The t distribution is useful for modeling innovations that are more extreme than expected under a Gaussian distribution. Such innovation processes have excess kurtosis, a more peaked (or heavier tailed) distribution than a Gaussian. Note that for ν > 4, the kurtosis (fourth central moment) of Tν is the same as the kurtosis of the Standardized Student’s t (zt), i.e., for a t random variable, the kurtosis is scale invariant.

Tip

It is good practice to assess the distributional properties of the residuals to determine if a Gaussian innovation distribution (the default distribution) is appropriate for your model.

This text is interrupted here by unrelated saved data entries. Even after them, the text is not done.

PR #2612, opened 2025-12-29
Show ipv6 in server console

oliver408i:
On #2566 , @Kiaos said we should show ipv6 in the server console after that pr is merged, and I totally forgot about that.
So that's what pr is for.

The format I'm using may be a bit opinionated, feel free to suggestion others.

## Output
image


Measurity (approved):

Coding-Hen (approved):
LGTM

PR #2613, opened 2025-12-29
Fix keybind translation

Jannify:
Changes key-bind translation string keys to better reflect their place and changed default key for `Nitrox_Settings_Keybind_FocusDiscord` to `i` (bc `f` is already used by SN).


Coding-Hen (commented):
LGTM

### Specify Innovation Distribution

`regARIMA` stores the distribution (and degrees of freedom for the t distribution) in the `Distribution` property. The data type of `Distribution` is a `struct` array with potentially two fields: `Name` and `DoF`.

• If the innovations are Gaussian, then the `Name` field is `Gaussian`, and there is no `DoF` field. `regARIMA` sets `Distribution` to `Gaussian` by default.

• If the innovations are t-distributed, then the `Name` field is `t` and the `DoF` field is `NaN` by default, or you can specify a scalar that is greater than 2.

To illustrate specifying the distribution, consider this regression model with AR(2) errors:

`$\begin{array}{rcl}{y}_{t}& =& c+{X}_{t}\beta +{u}_{t}\\ {u}_{t}& =& {\alpha }_{1}{u}_{t-1}+{\alpha }_{2}{u}_{t-2}+{\epsilon }_{t}\end{array}$`

```Mdl = regARIMA(2,0,0); Mdl.Distribution```
```ans = struct with fields: Name: "Gaussian" ```

By default, `Distribution` property of `Mdl` is a `struct` array with the field `Name` having the value `Gaussian`.

If you want to specify a t innovation distribution, then you can either specify the model using the name-value pair argument `'Distribution','t'`, or use dot notation to modify an existing model.

Specify the model using the name-value pair argument.

```Mdl = regARIMA('ARLags',1:2,'Distribution','t'); Mdl.Distribution```
```ans = struct with fields: Name: "t" DoF: NaN ```

If you use the name-value pair argument to specify the t innovation distribution, then the default degrees of freedom is `NaN`.

You can use dot notation to yield the same result.

```Mdl = regARIMA(2,0,0); Mdl.Distribution = 't'```
```Mdl = regARIMA with properties: Description: "ARMA(2,0) Error Model (t Distribution)" Distribution: Name = "t", DoF = NaN Intercept: NaN Beta: [1×0] P: 2 Q: 0 AR: {NaN NaN} at lags [1 2] SAR: {} MA: {} SMA: {} Variance: NaN ```

If the innovation distribution is ${t}_{10}$, then you can use dot notation to modify the `Distribution` property of the existing model `Mdl`. You cannot modify the fields of `Distribution` using dot notation, e.g., `Mdl.Distribution.DoF = 10` is not a value assignment. However, you can display the value of the fields using dot notation.

`Mdl.Distribution = struct('Name','t','DoF',10)`
```Mdl = regARIMA with properties: Description: "ARMA(2,0) Error Model (t Distribution)" Distribution: Name = "t", DoF = 10 Intercept: NaN Beta: [1×0] P: 2 Q: 0 AR: {NaN NaN} at lags [1 2] SAR: {} MA: {} SMA: {} Variance: NaN ```
`tDistributionDoF = Mdl.Distribution.DoF`
```tDistributionDoF = 10 ```

Since the `DoF` field is not a `NaN`, it is an equality constraint when you estimate `Mdl` using `estimate`.

Alternatively, you can specify the ${t}_{10}$ innovation distribution using the name-value pair argument.

```Mdl = regARIMA('ARLags',1:2,'Intercept',0,... 'Distribution',struct('Name','t','DoF',10))```
```Mdl = regARIMA with properties: Description: "ARMA(2,0) Error Model (t Distribution)" Distribution: Name = "t", DoF = 10 Intercept: 0 Beta: [1×0] P: 2 Q: 0 AR: {NaN NaN} at lags [1 2] SAR: {} MA: {} SMA: {} Variance: NaN ```

## References

[1] Box, G. E. P., G. M. Jenkins, and G. C. Reinsel. Time Series Analysis: Forecasting and Control. 3rd ed. Englewood Cliffs, NJ: Prentice Hall, 1994.

[2] Wold, H. A Study in the Analysis of Stationary Time Series. Uppsala, Sweden: Almqvist & Wiksell, 1938.